Transcribe only part of the material below: the lines from the one containing "over JNI. The" through the one containing "Hi @Crain-32, this looks cool, thanks!", inclusive, exactly as written.

*** Begin section ***

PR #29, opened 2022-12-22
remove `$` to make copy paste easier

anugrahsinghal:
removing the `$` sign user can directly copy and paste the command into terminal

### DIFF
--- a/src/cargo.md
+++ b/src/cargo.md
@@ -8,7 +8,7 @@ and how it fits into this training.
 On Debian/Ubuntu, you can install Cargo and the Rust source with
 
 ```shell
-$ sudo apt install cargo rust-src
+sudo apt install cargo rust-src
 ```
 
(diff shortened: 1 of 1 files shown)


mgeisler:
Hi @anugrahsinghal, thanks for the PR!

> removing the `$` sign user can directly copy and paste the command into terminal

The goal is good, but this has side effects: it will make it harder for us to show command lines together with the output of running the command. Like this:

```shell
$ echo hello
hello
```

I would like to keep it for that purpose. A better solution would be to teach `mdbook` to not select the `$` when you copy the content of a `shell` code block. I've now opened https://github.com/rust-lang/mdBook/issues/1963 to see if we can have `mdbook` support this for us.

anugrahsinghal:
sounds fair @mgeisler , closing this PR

*** End section ***
*** Begin section ***

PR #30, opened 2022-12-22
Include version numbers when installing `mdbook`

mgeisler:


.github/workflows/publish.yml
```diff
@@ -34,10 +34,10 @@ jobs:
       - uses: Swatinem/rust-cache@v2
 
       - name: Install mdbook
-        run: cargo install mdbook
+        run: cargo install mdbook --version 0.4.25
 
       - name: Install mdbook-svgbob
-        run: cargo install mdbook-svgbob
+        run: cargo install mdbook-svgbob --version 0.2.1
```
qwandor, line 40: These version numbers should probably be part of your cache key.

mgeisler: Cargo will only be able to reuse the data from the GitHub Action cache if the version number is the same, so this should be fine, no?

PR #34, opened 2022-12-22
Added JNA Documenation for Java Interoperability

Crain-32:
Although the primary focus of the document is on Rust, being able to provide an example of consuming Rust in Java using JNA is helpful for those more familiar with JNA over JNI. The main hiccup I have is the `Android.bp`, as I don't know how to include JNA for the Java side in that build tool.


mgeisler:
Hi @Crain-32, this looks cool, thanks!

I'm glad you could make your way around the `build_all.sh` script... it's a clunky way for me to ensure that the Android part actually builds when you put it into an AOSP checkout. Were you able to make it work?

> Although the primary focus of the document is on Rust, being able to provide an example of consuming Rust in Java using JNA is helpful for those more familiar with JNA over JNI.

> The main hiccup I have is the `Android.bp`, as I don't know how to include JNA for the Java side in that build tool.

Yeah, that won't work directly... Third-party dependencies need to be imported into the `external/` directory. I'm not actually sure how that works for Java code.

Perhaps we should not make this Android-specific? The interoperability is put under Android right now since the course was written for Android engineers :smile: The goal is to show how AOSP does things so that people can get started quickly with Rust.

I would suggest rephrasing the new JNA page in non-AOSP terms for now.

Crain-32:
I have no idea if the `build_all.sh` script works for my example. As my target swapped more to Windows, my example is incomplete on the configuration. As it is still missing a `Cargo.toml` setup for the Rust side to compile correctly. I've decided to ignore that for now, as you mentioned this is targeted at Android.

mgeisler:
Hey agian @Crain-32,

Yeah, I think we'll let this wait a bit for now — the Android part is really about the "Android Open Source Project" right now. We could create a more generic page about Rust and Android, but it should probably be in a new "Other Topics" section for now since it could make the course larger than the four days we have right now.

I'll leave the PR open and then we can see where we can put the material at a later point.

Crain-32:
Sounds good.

*** End section ***
*** Begin section ***

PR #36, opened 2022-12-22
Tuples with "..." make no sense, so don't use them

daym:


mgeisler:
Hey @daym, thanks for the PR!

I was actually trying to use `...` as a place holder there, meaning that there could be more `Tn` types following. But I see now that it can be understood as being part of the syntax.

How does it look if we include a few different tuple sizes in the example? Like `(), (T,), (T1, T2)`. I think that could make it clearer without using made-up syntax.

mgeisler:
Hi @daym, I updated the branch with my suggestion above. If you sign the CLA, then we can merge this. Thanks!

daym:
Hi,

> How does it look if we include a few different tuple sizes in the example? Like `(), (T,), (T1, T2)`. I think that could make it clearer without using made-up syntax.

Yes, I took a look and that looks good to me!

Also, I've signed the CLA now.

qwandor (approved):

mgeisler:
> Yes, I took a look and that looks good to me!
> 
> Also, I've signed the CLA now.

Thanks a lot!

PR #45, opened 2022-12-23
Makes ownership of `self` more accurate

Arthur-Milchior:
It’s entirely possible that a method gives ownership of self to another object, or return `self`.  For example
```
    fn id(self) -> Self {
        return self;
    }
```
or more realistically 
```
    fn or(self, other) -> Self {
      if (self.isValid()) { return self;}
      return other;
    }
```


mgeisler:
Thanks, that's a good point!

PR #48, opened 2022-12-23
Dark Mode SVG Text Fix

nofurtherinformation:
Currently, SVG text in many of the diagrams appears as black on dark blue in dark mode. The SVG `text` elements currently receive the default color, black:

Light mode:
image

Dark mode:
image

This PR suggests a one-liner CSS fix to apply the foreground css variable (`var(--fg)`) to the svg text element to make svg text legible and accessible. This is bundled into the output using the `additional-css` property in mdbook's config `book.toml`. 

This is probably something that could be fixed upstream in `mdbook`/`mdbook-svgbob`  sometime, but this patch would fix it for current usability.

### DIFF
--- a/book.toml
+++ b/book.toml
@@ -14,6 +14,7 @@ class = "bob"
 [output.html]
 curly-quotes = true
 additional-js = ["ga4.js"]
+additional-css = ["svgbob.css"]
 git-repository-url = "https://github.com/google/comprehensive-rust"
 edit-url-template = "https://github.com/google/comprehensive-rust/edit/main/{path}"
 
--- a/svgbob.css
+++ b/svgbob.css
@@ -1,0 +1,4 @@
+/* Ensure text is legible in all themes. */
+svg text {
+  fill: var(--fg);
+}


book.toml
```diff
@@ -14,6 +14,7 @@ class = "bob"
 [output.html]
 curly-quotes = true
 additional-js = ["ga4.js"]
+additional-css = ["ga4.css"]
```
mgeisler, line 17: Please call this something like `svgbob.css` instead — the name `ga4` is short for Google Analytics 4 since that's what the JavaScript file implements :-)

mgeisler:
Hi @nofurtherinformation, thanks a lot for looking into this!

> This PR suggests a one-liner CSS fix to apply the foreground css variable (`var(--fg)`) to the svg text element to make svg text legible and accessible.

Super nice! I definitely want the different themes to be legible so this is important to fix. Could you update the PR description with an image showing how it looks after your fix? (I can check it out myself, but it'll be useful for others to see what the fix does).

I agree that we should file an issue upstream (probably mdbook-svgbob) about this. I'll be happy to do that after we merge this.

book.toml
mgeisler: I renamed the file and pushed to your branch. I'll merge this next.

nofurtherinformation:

*** End section ***

** YOUR RESPONSE **
Although the primary focus of the document is on Rust, being able to provide an example of consuming Rust in Java using JNA is helpful for those more familiar with JNA over JNI. The main hiccup I have is the `Android.bp`, as I don't know how to include JNA for the Java side in that build tool.


mgeisler:
Hi @Crain-32, this looks cool, thanks!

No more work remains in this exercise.